How to disable optimization and analyze ptx assembly code

Consider the code

__global__ void someFunc(){

	for(unsigned int i = 0; i < 10000000; i++){




which skips some numbers (offset). generateNextRandomNumber() is device function that returns next random number and accordingly changes the state of the generator.

When I run this code in a single block with a single thread and measure the runtime, it takes no time to execute (I use cudaThreadSynchronise() after the kernel call). No matter how big the i is, it always runs in 0 ms.

I decided to check whether the compiler optimizes the code. I use CUDA build rule shipped with 2.3 SDK. I disabled optimization for both solution and .cu file that contains kernels (Properties -> CUDA Build Rule v2.3.0 -> General -> Optimization set to Disabled (/Od)).

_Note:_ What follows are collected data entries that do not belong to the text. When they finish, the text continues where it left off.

PR #1071, opened 2023-04-17
Allow hiding certain embed variation instead of hiding whole embed block

MlKilderkin:
## What does this do/fix?

Allow hiding embed variation of block instead of completely disable embed block
The idea came from HRI project where we should show embed block and Youtube embeds only

## Tests

Does this have tests?

- [ ] Yes

### DIFF
--- a/wp-content/themes/core/assets/js/src/admin/editor/deny-blocks.js
+++ b/wp-content/themes/core/assets/js/src/admin/editor/deny-blocks.js
@@ -1,4 +1,4 @@
-import { getBlockTypes, unregisterBlockType } from '@wordpress/blocks';
+import { getBlockTypes, unregisterBlockType, unregisterBlockVariation } from '@wordpress/blocks';
 import { BLOCK_DENYLIST } from '../config/wp-settings';
 
 /**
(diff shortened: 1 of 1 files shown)


dpellenwood (commented):
Thanks for looking into this, @MlKilderkin . As I understand the Embed block, this just "hides" the embed inserter button in the admin interface. It doesn't actually prevent an editor from dropping an embed URL for any of the oEmbed services into the editor and seeing it transformed into an Embed. Effectively, there's no way to actually eliminate the possibility of embedding from any oEmbed source as long as any subset of variations for embed block are enabled.

Knowing this, I'd prefer to not limit embeds at all rather than selectively "hiding" some sources form the inserter.

MlKilderkin:
> Thanks for looking into this, @MlKilderkin . As I understand the Embed block, this just "hides" the embed inserter button in the admin interface. It doesn't actually prevent an editor from dropping an embed URL for any of the oEmbed services into the editor and seeing it transformed into an Embed. Effectively, there's no way to actually eliminate the possibility of embedding from any oEmbed source as long as any subset of variations for embed block are enabled.
> 
> Knowing this, I'd prefer to not limit embeds at all rather than selectively "hiding" some sources form the inserter.

That's correct. It is just button removal from blocks list. You can still use any embeds. 

No problem with that. I'll just close the PR

PR #1076, opened 2024-09-03
Task/composer required package installs update

dpellenwood:
## What does this do/fix?

* Removes Gravity Forms as a composer dependency as it's doesn't technically work. 
* Moves ACF Pro to use [their recommended approach](https://www.advancedcustomfields.com/resources/installing-acf-pro-with-composer/).


JMRhodes (approved):
👍

PR #121, opened 2016-12-07
Production packaging

cquiroz:
This PR adds support for making  a package (tarball and rpm) for production. Given that the configuration is secret, the config file is downloaded from the svn repo on demand

This PR also upgrades `sbt-native-packager` to the latest version

As all build updates this contains a fair amount of magic


cquiroz:
RPM generation is basic at the moment. It builds an rpm but I haven't tested them properly. The rpms also don't fully conform to the Gemini standards and I'd like to make sure that init scripts are installed and setup properly

But yes, you can test building the RPMs and installing them. You can even build them in OSX installing `rpmbuild`

jdnavarro:
I'm getting this error when building on my machine:

```
`rpmVendor in Rpm` is empty.  Please provide a valid vendor for the rpm SPEC.
```

Is that expected?

cquiroz:
How are you building the rpm?

jdnavarro:
`sbt rpm:packageBin`

cquiroz:
Did you have any troubles with the svn auth part?

jdnavarro:
Not at all, but I didn't try to install it, only build it. Is it using my svn credentials in the build process?

cquiroz:
Yes, it uses them to fetch the configuration from the protected repo

sraaphorst:
I keep hearing that `rpmbuild` on OS X is broken or has serious limitations. Do you know if this is inaccurate?

cquiroz:
I cannot say for sure because there are many variants of the tools and target linux variants. Historically I have done rpms on OSX and they install fine on linux, but in other occasions, updates to the rpm tools in OSX have broken them.

In general, I'd stick to doing the rpms in Linux in the same target OS, but the OSX option is good for testing

jdnavarro:
I tried the build with `rpmbuild` installed from homebrew. It worked, but next time I think I'll just build it directly in a CentOS VM.

PR #122, opened 2016-12-12
SEQNG-58D: Replace Sequence in the client with SequenceView

cquiroz:
This PR removes the old model and events and updates most of the code to use the new model. 
note also that the ocs version has been updated to match the latest release.

There are some things missing still:

* Improve the tests for the client model handlers
* Fix a few ui glitches
* Restore support for commands on the cli client (this is commented out at the moment)

Sorry for the size of the PR but this is needed to get rid of the legacy model and didn't want to make it even larger adding the missing bits


modules/edu.gemini.seqexec.engine/src/main/scala/edu/gemini/seqexec/engine/Sequence.scala
```diff
@@ -1,6 +1,6 @@
 package edu.gemini.seqexec.engine
 
-import edu.gemini.seqexec.model.SharedModel.{SequenceMetadata, SequenceState}
+import edu.gemini.seqexec.model.Model.{SequenceMetadata, SequenceState}
```
jdnavarro: Nice 👏

modules/edu.gemini.seqexec.web/edu.gemini.seqexec.web.client.cli/src/main/scala/edu/gemini/seqexec/web/client/cli/SeqexecTerminal.scala
```diff
@@ -102,17 +103,17 @@ object SeqexecTerminal extends js.JSApp {
   }
 
   object ShowHandler extends CommandHandler {
-    def width(ks: List[StepConfig]): Int = ks match {
-      case Nil => 0
-      case _   => ks.map(_.key.length).max
+    def width(ks: StepConfig): Int = ks match {
+      case m if m.isEmpty => 0
+      case _              => ks.map(_._2.length).max
     }
```
jdnavarro: I don't have any opinion about this, but is it preferable to an `if ... else ...` statement? I frequently find myself hesitating about what to pick.

modules/edu.gemini.seqexec.web/edu.gemini.seqexec.web.client.cli/src/main/scala/edu/gemini/seqexec/web/client/cli/SeqexecTerminal.scala
```diff
@@ -102,17 +103,17 @@ object SeqexecTerminal extends js.JSApp {
...
 
     def staticResponse(c: CliCommand) = c match {
       case SequenceConfig(_, _, _, k) =>
         val pad = width(k)
-        k.sortBy(_.key).map(s => {
-          val paddedKey = s"%-${pad}s".format(s.key)
-          s"$paddedKey -> ${s.value}"}).mkString("\n")
+        k.toList.sortBy(_._1).map(s => {
```
jdnavarro: Just curious, when converting a `Map` to a `List` isn't it sorted by key alphanumerically by default?

modules/edu.gemini.seqexec.web/edu.gemini.seqexec.web.client/src/main/scala/edu/gemini/seqexec/web/client/services/SeqexecWebClient.scala
```diff
@@ -25,26 +26,20 @@ object SeqexecWebClient {
     Unpickle[A].fromBytes(ab)
   }
 
-  def read(id: String): Future[List[Sequence]] =
+  def read(id: String): Future[SequencesQueue[SequenceId]] =
```
jdnavarro: `Task`s don't work in the client, right?

cquiroz:
You should be able now to load a sequence and see it displayed on the UI. However you need to have a working spdb set to the latest public release and some observation to load

PR #126, opened 2016-12-16
SEQNG-74 Bugfixes to make it work with EPICS systems.

jluhrs:
The biggest change is the inclusion of initialization of the EPICS connections. Not sure if it is in the right place. The rest are small bug fixes or improvements to simulations.

### DIFF
--- a/modules/edu.gemini.seqexec.server/src/main/scala/edu/gemini/seqexec/server/Flamingos2ControllerSim.scala
+++ b/modules/edu.gemini.seqexec.server/src/main/scala/edu/gemini/seqexec/server/Flamingos2ControllerSim.scala
@@ -15,6 +15,7 @@ object Flamingos2ControllerSim extends Flamingos2Controller {
 
   override def observe(obsid: ObsId): SeqAction[ObsId] = EitherT( Task {
     Log.info("Taking Flamingos-2 observation with label " + obsid)
+    Thread.sleep(5000)
     TrySeq(obsid)
   } )
 
--- a/modules/edu.gemini.seqexec.server/src/main/scala/edu/gemini/seqexec/server/SeqexecEngine.scala
+++ b/modules/edu.gemini.seqexec.server/src/main/scala/edu/gemini/seqexec/server/SeqexecEngine.scala
@@ -2,6 +2,7 @@ package edu.gemini.seqexec.server
 
 import java.time.LocalDate
 
+import edu.gemini.epics.acm.CaService
 import edu.gemini.pot.sp.SPObservationID
 import edu.gemini.seqexec.engine
 import edu.gemini.seqexec.engine.Event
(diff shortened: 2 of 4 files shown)


modules/edu.gemini.seqexec.server/src/main/scala/edu/gemini/seqexec/server/SeqexecEngine.scala
```diff
@@ -133,9 +134,29 @@ object SeqexecEngine {
...
+      val tcsInit = if(tcsSim) Task(()) else initEpicsSystem(TcsEpics)
+      // More instruments to be added to the list here
+      val instInit = if(instSim) Task(())
+        else Nondeterminism[Task].gatherUnordered(List(Flamingos2Epics).map(initEpicsSystem(_)))
+
+      tcsInit *>
+        instInit *>
+        (for {
+          now <- Task(LocalDate.now)
+        } yield Settings(odbHost, now, dhsServer, dhsSim, tcsSim, instSim, gcalSim) )
```
jdnavarro: Maybe the comprehension could be replaced with `Task(LocalDate.now).map(now => Settings(....`

For comprehensions in Scala use the `Monad` instance, but working with the `Functor`, when possible, is usually simpler.

For this particular case I don't really care though, it's fine with me to leave the comprehension.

After that built the project with preprocessed files kept and took a look at ptx file:


	// Options:


	//  Target:ptx, ISA:sm_13, Endian:little, Pointer Size:64

	//  -O3	(Optimization level)

	//  -g0	(Debug level)

	//  -m2	(Report advisories)


Down the file there was

.entry _Z22testMersenneOffsetTimev


	.loc	2	179	0


	.loc	2	192	0



	} // _Z22testMersenneOffsetTimev

I don’t know how to read this assembly code but is seems to me that it’s hardly optimized :turned:

Well, the same results I got passing -Xopencc -O0 and/or -Xptxas -O0 command line options.

Note that I used project clean/rebuild every time, and the ptx file was updated.

Note that my kernel is in and I looked into kernels.ptx file.

Note that changing GPU architecture from 1.3 to 1.2 actually had an effect on ptx file (ISA:sm_13 became ISA:sm_12).


  1. Am I doing something wrong, e.g. looking into the wrong file?

  2. If not, how do I disable optimization?

Sorry for such a long reading :teehee:

Dear CUDA and Visual Studio gurus,

Any ideas?


Compiling for debugging should turn all the optimizations off. IIRC It will also spill a lot of stuff into local memory, so if you are interested in register level stuff if might not be so useful. If you are getting stub functions like that it is usually a sign that the dead code optimizer is culling everything away. Adding a dummy global or shared memory store using a variable who result is carried through the code usually cures it.

Is there any way to disable “dead code optimizer”?

Yes, adding some memory writes helps, but it is not a good solution.

What I want is to see

//  -O0	(Optimization level)

in my ptx file =)

I don’t think that is an optimization you can turn off. Certainly doesn’t appear to be an option in opencc for it (and lots of opencc options in the NVISA port don’t seem to do anything anyway).